Collected data
* * *
PR #835, opened 2025-07-02
fix sqs submission of scrape job

hannessolo:
The scraper SQS queue expects an array of objects with a property `url`, like `[{url: 'https://example.com'}]`. Currently the scrape job supervisor is simply submitting an array of strings.

The effect of this is that the [spacecat api to start a new scrape job](https://opensource.adobe.com/spacecat-api-service/#tag/scrape/operation/createScrapeJob) fails because the scraper tries to extract the url property from a string. See screenshot.

See an example message in the scraper here: https://github.com/adobe/spacecat-content-scraper/blob/main/test/run-sqs.test.js#L268

@danieljchuser since you wrote this file, could you help me validate and test? I'm not sure how I can test this eg. by making the spacecat API use the PR version of this library?

Screenshot 2025-07-02 at 10 55 40

### DIFF
--- a/packages/spacecat-shared-scrape-client/src/clients/scrape-job-supervisor.js
+++ b/packages/spacecat-shared-scrape-client/src/clients/scrape-job-supervisor.js
@@ -148,7 +148,7 @@ function ScrapeJobSupervisor(services, config) {
     const message = {
       processingType,
       jobId: scrapeJob.getId(),
-      urls,
+      urls: urls.map((url) => ({ url })),
       customHeaders,
       options,
     };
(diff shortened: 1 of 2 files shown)


danieljchuser:
No change required, the wrong endpoint url was used.

hannessolo:
Thanks, that indeed worked. However, I copied that URL from the API docs is https://opensource.adobe.com/spacecat-api-service/#tag/scrape/operation/createScrapeJob 

Two concerns here:
1. The API docs should be updated to use the correct URL
2. The deprecated endpoint should be turned off and removed from the codebase. Leaving it in leads to wasted effort of debugging and creating PRs, as in this case.

PR #841, opened 2025-07-08
Paid traffic analysis import

cwjwisse:

## Related Issues

Thanks for contributing!


ekremney (changes requested):

packages/spacecat-shared-rum-api-client/src/functions/traffic-analysis.js
```diff
@@ -0,0 +1,59 @@
...
+
+    return {
+      ...trafficType,
+      url,
+      weight,
+      referrer,
+      utmSource,
+      utmMedium,
+      device: bundle.userAgent,
+      events: bundle.events,
```
cwjwisse, line 50: Currently passing on all events, as we may decide to use them at a later point. The importer will iterate once over all events and decide what to use for further processing.

The amount of data we pull from OpTel won't change since filtering is applied after fetching the data.

@ekremney, wdyt?

packages/spacecat-shared-rum-api-client/src/functions/traffic-analysis.js
```diff
@@ -0,0 +1,123 @@
...
+  return bundle.events
+    .find((e) => e.checkpoint === '404')
+    ?.source || null;
+}
+
+function getReferrer(bundle) {
+  return bundle.events
+    .find((e) => e.checkpoint === 'enter')
+    ?.source || null;
+}
```
ekremney, line 46: `document.referrer` also exists in `navigate` checkpoint. Please also check the source of the navigate checkpoint if exists: https://github.com/adobe/helix-rum-enhancer/blob/main/modules/index.js#L173

ekremney (approved):
LGTM, thanks for incorporating the changes! Please also address the following comments as well:

- Test fixtures do not contain all cases for consent checkpoint. Could you please update the test fixtures in a way that we can have all possible values of consent field in the `expected.json`?

PR #851, opened 2025-07-16
feat: add support for google CWV related APIs (PSI and CRUX)

shsteimer:

## Related Issues

Thanks for contributing!

### DIFF
--- a/packages/spacecat-shared-google-client/src/index.js
+++ b/packages/spacecat-shared-google-client/src/index.js
@@ -81,6 +81,7 @@ export default class GoogleClient {
         expiryDate: secrets.expiry_date,
         siteUrl: secrets.site_url,
         baseUrl: baseURL,
+        apiKey: context.env.GOOGLE_API_KEY,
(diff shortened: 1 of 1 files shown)


packages/spacecat-shared-google-client/src/index.js
```diff
@@ -32,6 +32,7 @@ export default class GoogleClient {
       config.clientSecret,
       config.redirectUri,
     );
+    this.apiKey = config.apiKey;
```
shsteimer, line 35: This may warrant a discussion is this is appropriate way to auth with these APIs or not.

My understanding is that the oath client used for the GSC apis that exist in this module uses OAUTH on behalf of the customer. In this case, I don't think we want to do that. Both of these APIs support API key auth, subject to some rate limits. Would request us to create and manage that Key, but that I assume should be simple enough. But happy to discuss and if using auth is the preferred route, we can do that.

https://developers.google.com/speed/docs/insights/v5/get-started#APIKey
https://developer.chrome.com/docs/crux/api#crux_api_key

PR #935, opened 2025-08-26
fix: get pageId from content-page-ref if content-page-id not available

rpapani:


packages/spacecat-shared-utils/src/aem.js
```diff
@@ -23,6 +23,8 @@ export const DELIVERY_TYPES = {
   OTHER: 'other',
 };
 
+const CONTENT_API_PAGES_RESOLVE_ENDPOINT = '/adobe/pages/resolve';
```
terinmez, line 26: Hi @rpapani , I think the official endpoints are /adobe/experimental/aspm-expires-20251231/pages/resolve and /adobe/experimental/pss/pages/resolve

terinmez (changes requested):

terinmez (approved):

packages/spacecat-shared-utils/src/aem.js
```diff
@@ -203,20 +205,49 @@ export function detectAEMVersion(htmlSource, headers = {}) {
...
+    let pageId = null;
+    if (authorURL && bearerToken) {
+      // try content-page-ref
+      const contentPageRefRegex = /<meta\s+name=['"]content-page-ref['"]\s+content=['"]([^'"]*)['"]\s*\/?>/i;
+      const contentPageRefMatch = html.match(contentPageRefRegex);
+      let contentPageRef = null;
+      if (contentPageRefMatch?.[1]?.trim()) {
+        contentPageRef = contentPageRefMatch[1].trim();
+        const referenceResolveResponse = await fetch(
+          `${authorURL}${CONTENT_API_PAGES_RESOLVE_ENDPOINT}?pageRef=${contentPageRef}`,
```
sagarmiglani, line 228: This is not supported in AMS yet. @terinmez I thought we had agreed to send the contentPageRef directly to PSS, since the PSS bundle can handle it. Could you clarify if that’s still the plan?

PR #936, opened 2025-08-26
feat: adding email id for trail users

ravverma:

## Related Issues

Thanks for contributing!


packages/spacecat-shared-http-utils/src/auth/handlers/ims.js
```diff
@@ -60,6 +60,8 @@ const transformProfile = (payload) => {
   const profile = { ...payload };
 
   profile.email = payload.user_id;
```
ravverma, line 62: this is already being used in `updatedBy` so can't touch it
* * *
### Exercise goal
In the records above, collect each line with "APIs".

### Exercise response
feat: add support for google CWV related APIs (PSI and CRUX)
shsteimer, line 35: This may warrant a discussion is this is appropriate way to auth with these APIs or not.
My understanding is that the oath client used for the GSC apis that exist in this module uses OAUTH on behalf of the customer. In this case, I don't think we want to do that. Both of these APIs support API key auth, subject to some rate limits. Would request us to create and manage that Key, but that I assume should be simple enough. But happy to discuss and if using auth is the preferred route, we can do that.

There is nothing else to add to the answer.